_What is expected_
Write the listing below out again exactly, though only as far as the line with "a *new* event", which is included.

BEGIN Provided entries

Issue #1200, opened 2026-05-11
Calendar: Cannot edit event anymore


benbucksch:
### Reproduction
* Create calendar event in your personal calendar
* Close it

a)
1. Double-click on it in the month view

b) 
1. Double-click on it in the day view

c)
1. Click on it, to show it in the sidebar
2. In the sidebar, click the [Pencil] button to edit it
3. add a description using [Description (+)]
4. add some text in the description
5. try to save

### Actual result
* a) and b): The Edit event screen opens with a *new* event
* c) The Edit event screen opens with the correct event. But in step c) 5., there is no [Save] button, only the (x) close button

benbucksch:
c) is not always reproducible. It worked for me after I switched apps to mail and came back to calendar.

jermy-c:
> 1. Double-click on it in the month view

Same problem with event propagation we had for #1197. The outer function in MonthView addEvent() triggers because the double click is propagated there.

NeilRashbrook:
The `DayCell` is seeing the `dblclick` event, causing it to start editing a new event; before the Svelte 5 upgrade, only the `EventContent` would see the `dblclick` event.

benbucksch:
@NeilRashbrook Thank you. Jeremy is fixing it right now.

benbucksch:
@jermy-c I merged the PR, but I can still reproduced the bugs a) and c) above. Both open a new event instead of editing the existing event.

jermy-c:
> [@jermy-c](https://github.com/jermy-c) I merged the PR, but I can still reproduced the bugs a) and c) above. Both open a new event instead of editing the existing event.

Because the components in Events don’t use the Buttons we need to add the `event.stopPropagation()` to the Calendar components.

PR #1205, opened 2026-05-15
UI: Clickable: Wrap all elements that don't need on:click or on:dblclick to be propagated #1200

jermy-c:
- Wrap all elements that don't need `on:click` or `on:dblclick` to be propagated
- Remove the `catchErrors()` wrapping for handler functions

END Provided entries

_Reply to the task_
Issue #1200, opened 2026-05-11
Calendar: Cannot edit event anymore


benbucksch:
### Reproduction
* Create calendar event in your personal calendar
* Close it

a)
1. Double-click on it in the month view

b) 
1. Double-click on it in the day view

c)
1. Click on it, to show it in the sidebar
2. In the sidebar, click the [Pencil] button to edit it
3. add a description using [Description (+)]
4. add some text in the description
5. try to save

### Actual result
* a) and b): The Edit event screen opens with a *new* event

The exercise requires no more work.